PR #775, opened 2026-07-22
Align tests and schemas

hamistao:
As part of a personal Goal, I experimented with using AI to identify discrepancies between our automated tests and their schemas and this PR is a result of trying to fix the identified discrepancies.

The more convoluted fixes here would be:
- The `helm install` commands from `TestAmbientInstallation` and `TestGatewayStandaloneInstallation` schemas were updated to match the one used on the tests.
- `TestLoadBalancer` and `TestLoadBalanceScaleAndUpgrade` were updated to test the connectivity to the actual Load Balancers instead of the Node port

### DIFF
--- a/actions/networking/verify.go
+++ b/actions/networking/verify.go
@@ -4,7 +4,6 @@ import (
 	"errors"
 	"fmt"
 	"net/url"
-	"strconv"
 	"strings"
 	"testing"
 
@@ -88,6 +87,66 @@ func VerifyNetworkPolicy(client *rancher.Client, clusterID string, namespaceName
 	return nil
 }
 
+// verifyConnectivityFromWorkerNodes verifies if any worker node in the cluster is able to access the provided ip:port
+// and retrieve the expected content from name.html.
+func verifyConnectivityFromWorkerNodes(client *rancher.Client, clusterID string, ip string, port int, workloadName string) error {
+	query, err := url.ParseQuery(clusters.LabelWorker)
+	if err != nil {
+		return err
+	}
+
+	steveClient, err := client.Steve.ProxyDownstream(clusterID)
+	if err != nil {
+		return err
+	}
+
+	nodeList, err := steveClient.SteveType(stevetypes.Node).List(query)
+	if err != nil {
+		return err
+	}
+
+	if len(nodeList.Data) == 0 {
+		return errors.New("no worker nodes found")
+	}
+
+	for _, machine := range nodeList.Data {
+		sshNode, err := sshkeys.GetSSHNodeFromMachine(client, &machine)
+		if err != nil {
+			logrus.Debugf("Could not SSH into worker node %s: %s", machine.Name, err.Error())
+			continue
+		}
+
+		logrus.Debugf("Curling '%s:%d/name.html' from node %s", ip, port, machine.Name)
+		log, err := sshNode.ExecuteCommand(fmt.Sprintf("curl -s %s:%d/name.html", ip, port))
+		if err != nil && !errors.Is(err, &ssh.ExitMissingError{}) {
+			logrus.Debugf("Curl failed on node %s: %v", machine.Name, err)
+			continue
+		}
+
+		if strings.Contains(log, workloadName) { // This should be one of the pod's names.
+			return nil
+		} else {
+			logrus.Debugf("Curl result %s doesn't contain expected content '%s'", log, workloadName)
+		}
+	}
+
+	return fmt.Errorf("Unable to connect to %s:%d/name.html from any worker node", ip, port)
+}
+
+func verifyConnectivityFromPod(client *rancher.Client, clusterID string, ip string, port int, workloadName string) error {
+	execCmd := []string{"curl", "-s", fmt.Sprintf("%s:%d/name.html", ip, port)}
+	log, err := kubectl.Command(client, nil, clusterID, execCmd, "")
+	if err != nil {
+		return err
+	}
+
+	if !strings.Contains(log, workloadName) { // This should be one of the pod's names.
+		return fmt.Errorf("Curl result %s doesn't include the workload name %s", log, workloadName)
+	}
+
+	return nil
+}
+
 // VerifyNodePortConnectivity verifies that the node port is accessible by curling the worker node external IP
 func VerifyNodePortConnectivity(client *rancher.Client, clusterID string, nodePort int, workloadName string) error {
 	steveClient, err := client.Steve.ProxyDownstream(clusterID)
@@ -122,21 +181,14 @@ func VerifyNodePortConnectivity(client *rancher.Client, clusterID string, nodePo
 		}
 
 		logrus.Debugf("Curling node port %d on node %s (%s)", nodePort, machine.Name, nodeIP)
-		execCmd := []string{"curl", fmt.Sprintf("%s:%s/name.html", nodeIP, strconv.Itoa(nodePort))}
-		log, err := kubectl.Command(client, nil, clusterID, execCmd, "")
-		if err != nil {
-			return fmt.Errorf("curl command failed on node %s: %w", machine.Name, err)
-		}
-
-		if strings.Contains(log, workloadName) {
-			return nil
-		}
+		verifyConnectivityFromPod(client, clusterID, nodeIP, nodePort, workloadName)
 	}
 
 	return fmt.Errorf("unable to access node port %d for workload %s", nodePort, workloadName)
 }
 
 // VerifyLoadBalancerConnectivity verifies that the Load Balancer service is accessible by curling its IP:port.
+// This includes
 func VerifyLoadBalancerConnectivity(t *testing.T, client *rancher.Client, clusterID string, serviceID string, workloadName string) {
 	steveClient, err := client.Steve.ProxyDownstream(clusterID)
 	require.NoError(t, err)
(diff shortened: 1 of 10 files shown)


actions/networking/verify.go
```diff
@@ -6,15 +6,18 @@ import (
 	"net/url"
 	"strconv"
 	"strings"
+	"testing"
 
 	"github.com/rancher/shepherd/clients/rancher"
+	steveV1 "github.com/rancher/shepherd/clients/rancher/v1"
 	v1 "github.com/rancher/shepherd/clients/rancher/v1"
```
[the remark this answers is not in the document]
lscalabrini01: It's a good pointing

actions/networking/verify.go
```diff
@@ -134,6 +137,32 @@ func VerifyNodePortConnectivity(client *rancher.Client, clusterID string, nodePo
...
+func VerifyLoadBalancerConnectivity(t *testing.T, client *rancher.Client, clusterID string, serviceID string, workloadName string) {
+	steveClient, err := client.Steve.ProxyDownstream(clusterID)
+	require.NoError(t, err)
+
+	service, err := steveClient.SteveType(stevetypes.Service).ByID(serviceID)
+	require.NoError(t, err)
+
+	k8sService := &corev1.Service{}
+	err = steveV1.ConvertToK8sType(service, k8sService)
+	require.NoError(t, err)
```
lscalabrini01: We usually just return the error from the action and verify it in the test. As an example: https://github.com/hamistao/tests/blob/a1642af8087366191e6d61b758e7cf7ea600028e/actions/networking/verify.go#L49

lscalabrini01 (changes requested):

actions/networking/verify.go
hamistao: Are you suggesting that I remove `t *testing.T` from the parameters? I don't think it makes sense to take in the parameter and not use it here. The example you gave doesn't include such a parameter thus it makes sense for it to return the error.

I decided to include this parameter here so we could have the IP and port in the logging as well, which I think is nice.

hamistao: I can use logrus here instead if you prefer

lscalabrini01: I haven't seen the `t *testing.T`, yes you can remove it and use the logrus

actions/networking/verify.go
```diff
@@ -86,56 +85,68 @@ func VerifyNetworkPolicy(client *rancher.Client, clusterID string, namespaceName
...
+
+	if !strings.Contains(log, workloadName) { // This should be one of the pod's names.
+		return fmt.Errorf("Curl result %s doesn't include the workload name %s", log, workloadName)
+	}
+
+	return nil
+}
+
+// VerifyNodePortConnectivity verifies that the node port is accessible by curling the worker node external IP
+func VerifyNodePortConnectivity(client *rancher.Client, clusterID string, nodePort int, workloadName string) error {
```
slickwarren: VerifyNodePortConnectivity can never succeed
The return value of verifyConnectivityFromPod is ignored:

verifyConnectivityFromPod(client, clusterID, nodeIP, nodePort, workloadName)
Because the result is discarded, the loop always falls through to the final return fmt.Errorf("unable to access node port ..."), so this function can never return success. This also leaves an unchecked error (lint/vet issue). It should be:

if err := verifyConnectivityFromPod(client, clusterID, nodeIP, nodePort, workloadName); err == nil {
    return nil
}

actions/networking/verify.go
```diff
@@ -156,78 +167,80 @@ func VerifyHostPortConnectivity(client *rancher.Client, clusterID string, hostPo
...
-	serviceResp, err := steveClient.SteveType(stevetypes.Service).ByID(serviceID)
+	service, err := steveClient.SteveType(stevetypes.Service).ByID(serviceID)
 	if err != nil {
 		return err
 	}
 
-	newService := &corev1.Service{}
-	err = v1.ConvertToK8sType(serviceResp.JSONResp, newService)
+	k8sService := &corev1.Service{}
+	err = v1.ConvertToK8sType(service, k8sService)
```
slickwarren: Wrong argument passed to ConvertToK8sType in VerifyLoadBalancerConnectivity — actions/networking/verify.go

service, err := steveClient.SteveType(stevetypes.Service).ByID(serviceID)
...
err = v1.ConvertToK8sType(service, k8sService)
This passes the raw Steve object instead of service.JSONResp. Every other call site (including VerifyClusterConnectivity in this same file) passes .JSONResp, and conversion will likely fail at runtime. Should be:

err = v1.ConvertToK8sType(service.JSONResp, k8sService)

validation/networking/connectivity/port_test.go
```diff
@@ -215,68 +214,58 @@ func (p *PortTestSuite) TestClusterIP() {
...
+	require.NoError(p.T(), err)
 
-			logrus.Infof("Verifying load balancer connectivity for daemonset %s on node port %d", testDaemonset.Name, nodePort)
-			err = networking.VerifyNodePortConnectivity(p.client, p.cluster.ID, nodePort, testDaemonset.Name)
-			require.NoError(p.T(), err)
-		})
-	}
+	err = networking.VerifyLoadBalancerConnectivity(p.client, p.cluster.ID, serviceResp.ID, testDaemonset.Name)
+	require.NoError(p.T(), err)
+	require.NoError(p.T(), err)
```
slickwarren: duplicate assertion here

slickwarren (changes requested):
I think we still need changes here; can you send a link to a test run using this? 

Lastly can you confirm all callers of the changed signatures are updated:

VerifyClusterConnectivity changed its parameter from path string to port int. Please confirm there are no other callers of VerifyClusterConnectivity or VerifyNodePortConnectivity elsewhere in the repo that still use the old signature.

actions/networking/verify.go
hamistao: I believe `ConvertToK8sType` is flexible enough so that it works with both objects (it takes an `any` parameter). But I changed this as you suggested either way to keep this more standardized.

actions/networking/verify.go
hamistao: My bad, I failed to push just these changes before reaching out to you guys. Fixed.

lscalabrini01 (dismissed):

actions/networking/verify.go
```diff
@@ -86,98 +85,115 @@ func VerifyNetworkPolicy(client *rancher.Client, clusterID string, namespaceName
...
+			newNode := &corev1.Node{}
+			err = v1.ConvertToK8sType(machine.JSONResp, newNode)
+			if err != nil {
+				return fmt.Errorf("failed to convert node %s: %w", machine.Name, err)
+			}
+
+			ip = kubeapinodes.GetNodeIP(newNode, corev1.NodeExternalIP)
+			if ip == "" {
+				ip = kubeapinodes.GetNodeIP(newNode, corev1.NodeInternalIP)
+			}
```
floatingman: One thing I noticed: when something calls this function and passes ip = "", only the first node's IP that can be SSHed into is used, and then that IP is used for all subsequent nodes. So tests in TestNodePort and TestNodePortScaleAndUpgrade could pass even if node 2 is broken.
It's a better idea to use a local variable instead of mutating the ip variable. Something like 
```
nodeIP := ip
if nodeIP == "" {
    newNode := &corev1.Node{}
    ...
    nodeIP = kubeapinodes.GetNodeIP(newNode, corev1.NodeExternalIP)
    if nodeIP == "" {
        nodeIP = kubeapinodes.GetNodeIP(newNode, corev1.NodeInternalIP)
    }
}
```

actions/networking/verify.go
```diff
@@ -86,98 +85,115 @@ func VerifyNetworkPolicy(client *rancher.Client, clusterID string, namespaceName
...
-		if strings.Contains(output, workloadName) {
-			return nil
-		}
+	if len(k8sService.Status.LoadBalancer.Ingress) == 0 {
+		return fmt.Errorf("No ingress (Status.LoadBalancer.Ingress) specified in service %s", k8sService.Name)
 	}
 
-	return fmt.Errorf("unable to access host port %d for workload %s on any worker node", hostPort, workloadName)
+	port := k8sService.Spec.Ports[0].Port
+	ip := k8sService.Status.LoadBalancer.Ingress[0].IP
```
floatingman: It's possible this will be empty for cloud providers that expose the load balancer by DNS name rather than IP.
You can add a check for Hostname to get around this issue.
```
ingress := k8sService.Status.LoadBalancer.Ingress[0]
ip := ingress.IP
if ip == "" {
    ip = ingress.Hostname
}
```

actions/networking/verify.go
```diff
@@ -86,98 +85,115 @@ func VerifyNetworkPolicy(client *rancher.Client, clusterID string, namespaceName
...
+	if !strings.Contains(log, workloadName) { // This should be one of the pod's names.
+		return fmt.Errorf("Curl result %s doesn't include the workload name %s", log, workloadName)
 	}
 
-	nodeList, err := steveClient.SteveType(stevetypes.Node).List(query)
+	return nil
+}
+
+// VerifyLoadBalancerConnectivity verifies that the Load Balancer service is accessible by curling its IP:port.
+// This includes
```
floatingman: I think this comment got cut off.

slickwarren (approved):

floatingman (approved):

lscalabrini01 (approved):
____
Problem: Give only the count of lines in the listing that contain the string "verifyConnectivityFromWorkerNodes".

Exercise output: 2